Le Comité de pharmacovigilance (PRAC) de l’EMA a émis en novembre dernier des recommandations. Les JAKi ne doivent être utilisés qu’en l’absence d’alternative appropriée chez certains patients : plus de 65 ans, avec des facteurs de risque (FDR) d’évènements cardiovasculaires majeurs, des FDR de cancer, et présentant un tabagisme (présent ou passé). Ils sont à utiliser avec prudence chez les patients ayant des FDR de thromboembolie veineuse. « Nous avons constitué un groupe de travail, soutenu par la Société française de rhumatologie, et espérons mettre à disposition prochainement un algorithme décisionnel pour faciliter la prescription des JAKi. Par ailleurs, ces molécules ont des bénéfices démontrés et il serait dommage de s’en priver. Il faut apprendre à les prescrire dans de bonnes conditions, peser la balance bénéfice/risque, comme nous l’avons fait par le passé avec les anti-TNF par exemple », conclut la Pr Truchetet.

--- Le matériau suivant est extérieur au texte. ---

PR #1799, opened 2026-07-16
PLATFORMS-30919 / PLATFORMS-30918: Container isolation distro settings and task badge

wratner:
### Description

Two UI tasks for GOAL-279 (per-task Docker container isolation), rounding out Phase 0 alongside the backend work on `wratner/evergreen`.

**PLATFORMS-30919: Distro configuration settings for container isolation**
- Adds a "Container Isolation" card to the distro Host tab exposing `enabled`, `image` (ECR URI), and `requireIsolation`, backed by `BootstrapSettings.containerIsolation` in GraphQL.
- Client-side validation mirrors the backend's `Distro.ValidateBootstrapSettings`: `image` required when `enabled`, exec user required when `enabled` (reusing the existing top-level `execUser` field rather than duplicating it), and `requireIsolation` rejected when `enabled` is false.
- Card is hidden for non-Linux architectures, matching the existing `resourceLimits` convention in the same file.
- Adds `rawErrors` support to the shared `LeafyGreenCheckBox` widget so checkbox-backed fields can surface inline validation errors — previously any error attached to a checkbox field silently blocked Save with no visible explanation.

**PLATFORMS-30918: Surface when a task ran in a container**
- Adds a blue "Container" badge to the Spruce task metadata page (Host Information card) and a smaller secondary badge to Parsley's task breadcrumb, driven by the new `Task.executionPlatform` GraphQL field.
- Verified Parsley's log-rendering pipeline has no platform-dependent branching (no regression risk for container-task logs).

### Screenshots
See linked staging verification in ticket comments.

### Testing
- `pnpm check-types` and `pnpm eslint:strict` clean in both `apps/spruce` and `apps/parsley`.
- Unit tests added/updated for HostTab validation, the new checkbox widget error path, Spruce task metadata badge, and Parsley breadcrumb badge.
- Full end-to-end verification on staging against the corresponding evergreen backend branch (`platforms-30919-distro-container-isolation` on `wratner/evergreen`), including all three client-side validation paths, successful save/round-trip, and the container badge rendering against a real container-run task.

### Evergreen PR
Corresponding backend branch: `wratner/evergreen@platforms-30919-distro-container-isolation` (PR pending).

### DIFF
--- a/apps/parsley/src/components/SubHeader/EvergreenTaskSubHeader.test.tsx
+++ b/apps/parsley/src/components/SubHeader/EvergreenTaskSubHeader.test.tsx
@@ -4,7 +4,10 @@ import {
   screen,
   waitFor,
 } from "@evg-ui/lib/test_utils";
+import { ApolloMock } from "@evg-ui/lib/test_utils/types";
 import { LogTypes } from "constants/enums";
+import { TaskQuery, TaskQueryVariables } from "gql/generated/types";
+import { GET_TASK } from "gql/queries";
 import { evergreenTaskMock } from "test_data/task";
 import { EvergreenTaskSubHeader } from "./EvergreenTaskSubHeader";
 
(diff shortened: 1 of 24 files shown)


wratner:
Screenshot 2026-07-08 at 2 37 23 PM
Screenshot 2026-07-08 at 2 35 05 PM

athammer:
thanks for the behavior change screenshots! will take a look

apps/parsley/src/components/SubHeader/EvergreenTaskSubHeader.test.tsx
```diff
@@ -32,4 +39,82 @@ describe("evergreen task subheader", () => {
...
+    await waitFor(() => {
+      expect(screen.getByText("check_codegen")).toBeInTheDocument();
+    });
+    expect(
+      screen.queryByTestId("task-execution-platform-badge"),
+    ).not.toBeInTheDocument();
+  });
+
+  it("renders a Container badge for a task that ran in a container", async () => {
+    const containerTaskMock: ApolloMock<TaskQuery, TaskQueryVariables> = {
```
athammer: should be able to reuse evergreenTaskMock and spread the execution to avoid writing the full task inline

apps/spruce/src/pages/distroSettings/tabs/HostTab/schemaFields.tsx
```diff
@@ -708,3 +743,25 @@ export const sshConfig = {
...
+    enabled: containerIsolationEnabled.schema,
+    image: containerIsolationImage.schema,
+    memoryMb: { type: "integer" as const },
+    requireIsolation: containerIsolationRequireIsolation.schema,
+  },
+  uiSchema: (architecture: Arch) => ({
+    "ui:ObjectFieldTemplate": CardFieldTemplate,
+    // Container isolation is only supported on Linux.
+    ...(!linuxArchitectures.includes(architecture) && {
+      "ui:widget": "hidden",
```
athammer, line 759: this hides the values in the UI but I don't think it actually removes the values we store/send to the API. if that's the case we might need to do something like this in the transformer if it's an issue https://github.com/evergreen-ci/ui/blob/8eb60eca2ed9a4073a535e101e00604db5a3400a/apps/spruce/src/pages/distroSettings/tabs/ProviderTab/transformers.ts#L64-L107

athammer (commented):
just one [blocker](https://github.com/evergreen-ci/ui/pull/1799/changes#r3908401165) and one nit. overall looks good!

apps/spruce/src/pages/distroSettings/tabs/HostTab/schemaFields.tsx
wratner: Confirmed that hiding the section does not remove its form values. `formToGql` now resets the complete container-isolation block to disabled defaults when the selected architecture is non-Linux, with transformer coverage for stale enabled values. Linux submissions continue preserving `cpus` and `memoryMb` because those are supported persisted backend settings.

apps/parsley/src/components/SubHeader/EvergreenTaskSubHeader.test.tsx
wratner: Updated the container case to derive from `evergreenTaskMock` and override only the request task ID, task ID, and `executionPlatform`. This removes the duplicated task payload.

apps/spruce/src/pages/distroSettings/tabs/HostTab/HostTab.tsx
```diff
@@ -48,5 +50,25 @@ const validate = ((formData, errors) => {
     );
   }
 
+  // Container isolation requires an exec user to scope between-task process
+  // cleanup inside the container's PID namespace.
+  if (containerIsolation?.enabled && !sshConfig?.execUser) {
```
athammer: one last thing i just noticed, we're hiding the linux form state in the ui and clearing it during the request/transfomration, but we'll probably need to do the same thing during validation as well so the save button doesn't get disabled if they switch from linux -> windows or something

so something like this 
```
  import { linuxArchitectures } from "./constants";

  const {
    containerIsolation,
    setup: { arch, bootstrapMethod, communicationMethod },
    sshConfig,
  } = formData;

  const supportsContainerIsolation = linuxArchitectures.includes(arch);

  if (supportsContainerIsolation) {
    // Existing three checks
  }
```

athammer (approved):
one comment we  need to fix but after that it's good to merge. thank you!

apps/spruce/src/pages/distroSettings/tabs/HostTab/HostTab.tsx
wratner: Updated validation to gate all three container-isolation checks on a supported Linux architecture. Added coverage for switching to Windows while stale invalid isolation values remain in form state; those values no longer disable Save and are still cleared by `formToGql` before submission.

(1) Gouverneur A et al. JAK inhibitors and risk of major cardiovascular events or venous thromboembolism : a self – controlled case series study. Eur J. Pharmacol 2022 Dec 78(12);1981-90.
(2) Hoisnard L et al. Risk of major adverse cardiovascular and venous thromboembolism events in patients with rheumatoid arthritis exposed to JAK-inhibitors versus adalimumab : a nationwide cohort study Annal of the Rheumatic Diseases oct 2022.